What the task asks → Tell how many lines in the data below contain "fastmcp", using one number as the whole reply.
•••••
PR #1427, opened 2025-08-10
Dereference json schema

ibash:
Claude has trouble calling tools that have use refs in their jsonschema. In particular when fastmcp is used with claude code only mcp tools with primitive paramters work, mcp tools that use pydantic types break.

This should be fixed in claude/claude code, but in the meantime we can ensure wide compatability by inlining type definitions in the json schema.

Ref: https://github.com/pydantic/pydantic/issues/889
Ref: https://github.com/pydantic/pydantic/issues/12023

### DIFF
--- a/pyproject.toml
+++ b/pyproject.toml
@@ -16,6 +16,7 @@ dependencies = [
     "pyperclip>=1.9.0",
     "openapi-core>=0.19.5",
     "msgspec>=0.19.0",
+    "jsonref>=1.1.0",
 ]
 requires-python = ">=3.10"
 readme = "README.md"
--- a/src/fastmcp/tools/tool.py
+++ b/src/fastmcp/tools/tool.py
@@ -10,9 +10,11 @@ from typing import (
     Generic,
     Literal,
     TypeVar,
+    cast,
     get_type_hints,
 )
 
+import jsonref
 import mcp.types
 import pydantic_core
•••••
Result → 3